Every line from the one bearing "--- a/invenio_requests/services/requests/params.py" through the last line of the entries should be printed exactly, with no other output.

[Provided records Boundary: Start]

PR #607, opened 2026-05-21
fix(reviewers): have `payload.event` reflect the actual event type

max-moser:
Previously, `ReviewersUpdatedType` events were always created with `payload.event = "reviewers_updated"`, regardless of the actual event type (added/removed/updated/unchanged).
In this PR, we use the determined event type instead to add more context to the event.

### DIFF
--- a/invenio_requests/services/requests/components.py
+++ b/invenio_requests/services/requests/components.py
@@ -157,7 +157,7 @@ class RequestReviewersComponent(ServiceComponent):
             if not event_type == "unchanged":
                 event = ReviewersUpdatedType(
                     payload=dict(
-                        event="reviewers_updated",
+                        event=f"reviewers_{event_type}",
                         content=_(f"{event_type} a reviewer"),
                         reviewers=updated_reviewers,
                     )


invenio_requests/services/requests/components.py
```diff
@@ -157,7 +157,7 @@ def update(self, identity, data=None, record=None, uow=None, **kwargs):
             if not event_type == "unchanged":
                 event = ReviewersUpdatedType(
                     payload=dict(
-                        event="reviewers_updated",
+                        event=f"reviewers_{event_type}",
                         content=_(f"{event_type} a reviewer"),
                         reviewers=updated_reviewers,
```
zzacharo, line 162: I think the problem and why we went for always have `updated` to the event is that we didnt not track what was removed or added. If we do that, then the reviewers object will not depict e.g the removed reviewers.

How do you use this change in your instance @max-moser ?

max-moser: I've recently added notification emails when reviewers are added/removed from a request to `Invenio-Config-TUW`, as that was requested by our data stewards.
For now, I'm just checking the `content`, but that feels very much like a hack; see here: https://gitlab.tuwien.ac.at/crdm/invenio-config-tuw/-/commit/0c8e03edf02afa9496107945ffd5bdea2e82ee63#line_81daeea27_A374

PR #614, opened 2026-06-16
feat(requests): add role grant to shared with me param

palkerecsenyi:
This ensures that membership of a group will also allow requests to be shown in the "Shared with me" tab

### DIFF
--- a/invenio_requests/services/requests/params.py
+++ b/invenio_requests/services/requests/params.py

[Provided records Boundary: End]

> [Result of this task]
--- a/invenio_requests/services/requests/params.py
+++ b/invenio_requests/services/requests/params.py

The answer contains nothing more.